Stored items
<<<<

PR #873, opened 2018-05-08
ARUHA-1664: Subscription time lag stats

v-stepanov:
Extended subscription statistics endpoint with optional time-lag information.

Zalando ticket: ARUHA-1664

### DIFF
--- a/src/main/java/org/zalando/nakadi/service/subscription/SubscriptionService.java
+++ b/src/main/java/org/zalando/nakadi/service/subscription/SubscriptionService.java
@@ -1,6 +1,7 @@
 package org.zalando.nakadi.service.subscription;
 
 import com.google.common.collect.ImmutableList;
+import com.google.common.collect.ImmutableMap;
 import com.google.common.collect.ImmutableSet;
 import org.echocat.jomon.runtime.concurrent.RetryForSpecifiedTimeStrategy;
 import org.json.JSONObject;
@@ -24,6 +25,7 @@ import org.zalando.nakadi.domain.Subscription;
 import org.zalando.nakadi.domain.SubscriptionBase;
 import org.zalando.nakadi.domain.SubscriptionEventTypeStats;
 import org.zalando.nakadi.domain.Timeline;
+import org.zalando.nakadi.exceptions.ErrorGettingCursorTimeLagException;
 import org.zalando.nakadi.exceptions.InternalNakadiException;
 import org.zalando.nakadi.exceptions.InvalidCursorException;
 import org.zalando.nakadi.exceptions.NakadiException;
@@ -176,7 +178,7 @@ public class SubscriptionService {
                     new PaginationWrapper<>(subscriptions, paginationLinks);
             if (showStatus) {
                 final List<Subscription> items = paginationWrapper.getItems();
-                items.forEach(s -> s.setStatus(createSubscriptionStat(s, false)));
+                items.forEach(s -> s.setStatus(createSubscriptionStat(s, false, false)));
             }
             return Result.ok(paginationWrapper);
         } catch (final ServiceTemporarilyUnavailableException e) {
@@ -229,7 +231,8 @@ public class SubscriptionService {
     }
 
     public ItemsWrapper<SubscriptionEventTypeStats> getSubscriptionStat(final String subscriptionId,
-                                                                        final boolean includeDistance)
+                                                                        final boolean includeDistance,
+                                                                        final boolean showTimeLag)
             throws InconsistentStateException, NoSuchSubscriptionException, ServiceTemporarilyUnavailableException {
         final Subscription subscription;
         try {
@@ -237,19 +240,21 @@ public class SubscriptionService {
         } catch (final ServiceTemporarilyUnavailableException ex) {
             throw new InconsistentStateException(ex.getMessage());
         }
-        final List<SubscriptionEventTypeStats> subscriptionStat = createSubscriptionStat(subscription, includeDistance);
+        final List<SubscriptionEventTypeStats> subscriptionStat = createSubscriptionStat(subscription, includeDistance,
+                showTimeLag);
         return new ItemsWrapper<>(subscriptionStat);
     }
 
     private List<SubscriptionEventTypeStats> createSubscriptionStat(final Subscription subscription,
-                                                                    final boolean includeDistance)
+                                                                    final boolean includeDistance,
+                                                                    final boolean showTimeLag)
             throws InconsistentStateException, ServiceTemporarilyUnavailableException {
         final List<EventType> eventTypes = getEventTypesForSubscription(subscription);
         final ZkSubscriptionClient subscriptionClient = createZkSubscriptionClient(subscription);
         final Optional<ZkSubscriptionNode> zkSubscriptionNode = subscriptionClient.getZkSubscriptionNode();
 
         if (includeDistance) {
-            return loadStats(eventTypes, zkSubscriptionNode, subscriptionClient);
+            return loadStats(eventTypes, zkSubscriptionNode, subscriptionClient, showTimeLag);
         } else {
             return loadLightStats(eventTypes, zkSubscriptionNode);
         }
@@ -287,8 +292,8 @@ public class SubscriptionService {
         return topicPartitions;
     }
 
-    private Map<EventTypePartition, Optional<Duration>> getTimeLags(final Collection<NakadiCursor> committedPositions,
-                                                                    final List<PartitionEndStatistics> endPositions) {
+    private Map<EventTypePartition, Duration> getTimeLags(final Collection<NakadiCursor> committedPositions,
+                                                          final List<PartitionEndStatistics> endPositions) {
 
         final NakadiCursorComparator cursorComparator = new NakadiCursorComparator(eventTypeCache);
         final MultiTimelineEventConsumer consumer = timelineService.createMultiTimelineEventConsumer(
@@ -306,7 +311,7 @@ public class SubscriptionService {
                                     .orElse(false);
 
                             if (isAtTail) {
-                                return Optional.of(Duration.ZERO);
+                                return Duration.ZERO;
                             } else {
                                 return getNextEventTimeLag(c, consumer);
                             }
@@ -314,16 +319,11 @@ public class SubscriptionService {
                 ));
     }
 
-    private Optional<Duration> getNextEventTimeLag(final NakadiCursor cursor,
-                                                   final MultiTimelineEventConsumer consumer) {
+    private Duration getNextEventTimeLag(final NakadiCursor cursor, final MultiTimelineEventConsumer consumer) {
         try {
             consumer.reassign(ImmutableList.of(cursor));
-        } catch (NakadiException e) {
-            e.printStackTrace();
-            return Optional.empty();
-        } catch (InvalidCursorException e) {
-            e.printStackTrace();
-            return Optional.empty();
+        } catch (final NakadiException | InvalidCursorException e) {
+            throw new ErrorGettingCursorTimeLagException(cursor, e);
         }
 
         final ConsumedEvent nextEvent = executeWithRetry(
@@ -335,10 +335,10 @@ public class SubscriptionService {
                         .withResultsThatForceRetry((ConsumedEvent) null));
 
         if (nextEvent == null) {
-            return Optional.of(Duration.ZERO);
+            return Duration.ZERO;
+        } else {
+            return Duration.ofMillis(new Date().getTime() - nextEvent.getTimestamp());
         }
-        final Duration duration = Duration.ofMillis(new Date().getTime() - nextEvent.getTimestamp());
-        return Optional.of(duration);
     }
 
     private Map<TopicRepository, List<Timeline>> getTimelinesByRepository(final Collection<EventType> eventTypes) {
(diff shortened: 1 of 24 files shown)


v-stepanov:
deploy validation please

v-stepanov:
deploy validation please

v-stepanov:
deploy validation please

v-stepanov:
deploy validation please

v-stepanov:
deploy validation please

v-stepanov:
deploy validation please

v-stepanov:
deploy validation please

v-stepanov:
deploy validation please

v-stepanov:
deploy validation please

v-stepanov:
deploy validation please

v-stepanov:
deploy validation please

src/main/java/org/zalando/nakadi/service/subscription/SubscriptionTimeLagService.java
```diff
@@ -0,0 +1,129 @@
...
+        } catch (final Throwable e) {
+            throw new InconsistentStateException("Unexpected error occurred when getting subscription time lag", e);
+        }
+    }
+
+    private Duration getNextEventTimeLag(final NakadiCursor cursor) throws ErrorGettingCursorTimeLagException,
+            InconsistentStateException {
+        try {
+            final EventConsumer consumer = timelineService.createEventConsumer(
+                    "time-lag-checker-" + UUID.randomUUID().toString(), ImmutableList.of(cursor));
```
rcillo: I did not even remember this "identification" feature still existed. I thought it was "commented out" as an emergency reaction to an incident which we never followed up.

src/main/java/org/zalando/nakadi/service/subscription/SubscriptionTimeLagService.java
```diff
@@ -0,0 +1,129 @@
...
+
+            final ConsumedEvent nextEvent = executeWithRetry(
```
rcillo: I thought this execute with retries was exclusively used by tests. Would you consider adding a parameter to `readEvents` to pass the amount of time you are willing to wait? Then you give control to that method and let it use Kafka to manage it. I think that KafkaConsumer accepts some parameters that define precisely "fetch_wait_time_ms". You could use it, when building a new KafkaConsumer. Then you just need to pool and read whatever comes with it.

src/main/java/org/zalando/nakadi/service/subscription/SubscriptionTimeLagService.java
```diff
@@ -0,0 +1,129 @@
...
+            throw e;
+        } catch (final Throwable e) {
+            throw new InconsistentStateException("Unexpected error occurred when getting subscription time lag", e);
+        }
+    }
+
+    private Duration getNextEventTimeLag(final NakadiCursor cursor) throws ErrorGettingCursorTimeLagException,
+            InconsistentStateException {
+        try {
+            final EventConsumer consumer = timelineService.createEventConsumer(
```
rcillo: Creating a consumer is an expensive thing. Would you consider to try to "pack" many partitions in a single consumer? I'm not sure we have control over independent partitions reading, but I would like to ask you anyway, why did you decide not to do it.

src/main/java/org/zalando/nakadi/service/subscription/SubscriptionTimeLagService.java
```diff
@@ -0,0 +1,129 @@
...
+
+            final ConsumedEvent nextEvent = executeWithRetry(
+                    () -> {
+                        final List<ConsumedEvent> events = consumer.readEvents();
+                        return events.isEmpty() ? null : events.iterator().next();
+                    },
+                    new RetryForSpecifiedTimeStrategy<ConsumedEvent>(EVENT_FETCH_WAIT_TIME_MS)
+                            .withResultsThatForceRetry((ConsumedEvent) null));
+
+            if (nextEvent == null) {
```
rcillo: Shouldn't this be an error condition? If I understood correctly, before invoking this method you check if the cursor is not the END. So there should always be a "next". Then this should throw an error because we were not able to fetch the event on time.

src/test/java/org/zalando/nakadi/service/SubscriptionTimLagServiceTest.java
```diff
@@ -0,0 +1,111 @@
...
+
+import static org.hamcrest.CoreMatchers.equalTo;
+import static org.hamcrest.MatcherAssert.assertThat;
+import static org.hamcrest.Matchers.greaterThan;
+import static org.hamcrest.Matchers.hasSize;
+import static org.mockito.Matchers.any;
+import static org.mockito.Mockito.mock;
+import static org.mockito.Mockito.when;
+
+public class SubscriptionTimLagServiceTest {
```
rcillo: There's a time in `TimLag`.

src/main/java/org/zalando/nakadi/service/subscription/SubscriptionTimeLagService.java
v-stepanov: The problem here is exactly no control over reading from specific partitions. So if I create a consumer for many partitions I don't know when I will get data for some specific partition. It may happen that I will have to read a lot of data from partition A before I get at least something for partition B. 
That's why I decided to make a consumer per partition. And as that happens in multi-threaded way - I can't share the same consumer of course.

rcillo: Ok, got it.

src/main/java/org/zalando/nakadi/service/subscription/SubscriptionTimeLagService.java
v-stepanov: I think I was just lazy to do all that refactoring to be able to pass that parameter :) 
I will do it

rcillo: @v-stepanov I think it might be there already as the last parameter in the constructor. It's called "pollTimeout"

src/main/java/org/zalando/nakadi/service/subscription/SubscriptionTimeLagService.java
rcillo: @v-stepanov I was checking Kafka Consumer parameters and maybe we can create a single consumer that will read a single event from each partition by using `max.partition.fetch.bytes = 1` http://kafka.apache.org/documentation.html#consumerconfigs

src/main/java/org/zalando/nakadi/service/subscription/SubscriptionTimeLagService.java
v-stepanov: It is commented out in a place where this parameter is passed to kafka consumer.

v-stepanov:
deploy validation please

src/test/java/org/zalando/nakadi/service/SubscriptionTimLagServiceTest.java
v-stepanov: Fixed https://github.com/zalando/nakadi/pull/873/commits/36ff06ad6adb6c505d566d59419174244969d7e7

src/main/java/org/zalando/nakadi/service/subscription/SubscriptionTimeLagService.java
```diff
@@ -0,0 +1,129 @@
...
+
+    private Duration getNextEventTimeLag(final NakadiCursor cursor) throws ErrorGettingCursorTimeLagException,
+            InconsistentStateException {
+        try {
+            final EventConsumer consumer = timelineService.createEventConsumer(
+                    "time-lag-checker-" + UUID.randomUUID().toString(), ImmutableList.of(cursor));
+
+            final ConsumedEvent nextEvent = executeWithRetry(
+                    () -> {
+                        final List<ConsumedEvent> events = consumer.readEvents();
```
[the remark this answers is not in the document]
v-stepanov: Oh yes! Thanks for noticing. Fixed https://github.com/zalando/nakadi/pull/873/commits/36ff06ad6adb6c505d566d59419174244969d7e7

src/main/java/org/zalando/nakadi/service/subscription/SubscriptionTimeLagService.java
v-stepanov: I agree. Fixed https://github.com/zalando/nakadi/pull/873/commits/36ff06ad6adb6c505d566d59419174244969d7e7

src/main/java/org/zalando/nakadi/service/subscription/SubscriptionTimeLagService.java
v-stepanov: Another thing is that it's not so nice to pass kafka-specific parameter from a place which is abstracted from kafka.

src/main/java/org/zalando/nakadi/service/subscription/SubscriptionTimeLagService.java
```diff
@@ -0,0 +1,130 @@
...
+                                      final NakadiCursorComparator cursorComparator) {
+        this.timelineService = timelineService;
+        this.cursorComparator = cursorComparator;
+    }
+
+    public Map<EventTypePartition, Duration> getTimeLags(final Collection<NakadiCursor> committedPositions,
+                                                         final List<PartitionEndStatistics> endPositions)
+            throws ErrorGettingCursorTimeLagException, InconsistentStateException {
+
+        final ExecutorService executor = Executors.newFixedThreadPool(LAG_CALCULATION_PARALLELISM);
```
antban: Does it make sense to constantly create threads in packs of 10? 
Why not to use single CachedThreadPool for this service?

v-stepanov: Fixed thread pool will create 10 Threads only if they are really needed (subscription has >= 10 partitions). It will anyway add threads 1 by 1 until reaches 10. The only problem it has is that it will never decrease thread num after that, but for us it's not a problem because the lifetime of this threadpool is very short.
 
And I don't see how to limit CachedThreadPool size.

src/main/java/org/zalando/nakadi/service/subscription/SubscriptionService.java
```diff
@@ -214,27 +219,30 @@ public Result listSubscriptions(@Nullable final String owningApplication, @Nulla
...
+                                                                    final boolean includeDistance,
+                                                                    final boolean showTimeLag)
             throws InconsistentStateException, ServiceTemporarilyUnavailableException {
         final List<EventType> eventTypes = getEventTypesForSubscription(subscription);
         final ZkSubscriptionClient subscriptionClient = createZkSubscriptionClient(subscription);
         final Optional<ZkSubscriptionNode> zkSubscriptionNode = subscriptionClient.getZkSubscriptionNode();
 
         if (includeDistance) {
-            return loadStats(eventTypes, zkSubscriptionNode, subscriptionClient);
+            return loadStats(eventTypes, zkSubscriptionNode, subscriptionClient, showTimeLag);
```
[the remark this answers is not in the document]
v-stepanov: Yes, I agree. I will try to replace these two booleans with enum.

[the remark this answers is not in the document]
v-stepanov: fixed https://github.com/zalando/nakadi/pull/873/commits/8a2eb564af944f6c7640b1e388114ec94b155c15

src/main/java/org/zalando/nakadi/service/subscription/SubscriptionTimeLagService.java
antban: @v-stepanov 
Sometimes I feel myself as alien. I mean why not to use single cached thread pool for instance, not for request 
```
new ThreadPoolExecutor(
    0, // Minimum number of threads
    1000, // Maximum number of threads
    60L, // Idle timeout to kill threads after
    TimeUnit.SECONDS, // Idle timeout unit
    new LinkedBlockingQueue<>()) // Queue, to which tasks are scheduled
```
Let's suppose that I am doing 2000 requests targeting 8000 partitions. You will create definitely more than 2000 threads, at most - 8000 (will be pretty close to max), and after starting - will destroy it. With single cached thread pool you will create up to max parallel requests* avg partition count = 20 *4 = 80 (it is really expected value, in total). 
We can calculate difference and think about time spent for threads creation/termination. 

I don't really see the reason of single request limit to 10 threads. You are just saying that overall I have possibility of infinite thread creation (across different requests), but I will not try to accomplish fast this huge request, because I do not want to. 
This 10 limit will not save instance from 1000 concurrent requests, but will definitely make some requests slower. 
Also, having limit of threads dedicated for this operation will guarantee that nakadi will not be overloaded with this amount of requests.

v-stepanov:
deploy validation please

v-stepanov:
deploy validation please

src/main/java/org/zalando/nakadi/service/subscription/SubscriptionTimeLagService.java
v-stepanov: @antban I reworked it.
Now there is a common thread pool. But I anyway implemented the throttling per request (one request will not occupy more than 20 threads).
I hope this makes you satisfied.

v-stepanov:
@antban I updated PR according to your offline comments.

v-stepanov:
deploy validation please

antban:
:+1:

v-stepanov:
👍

>>>>

Task details –
Wherever the word "hamcrest" turns up in the records, copy out the line it is on.

Answer for this exercise –
+import static org.hamcrest.CoreMatchers.equalTo;
+import static org.hamcrest.MatcherAssert.assertThat;
+import static org.hamcrest.Matchers.greaterThan;
+import static org.hamcrest.Matchers.hasSize;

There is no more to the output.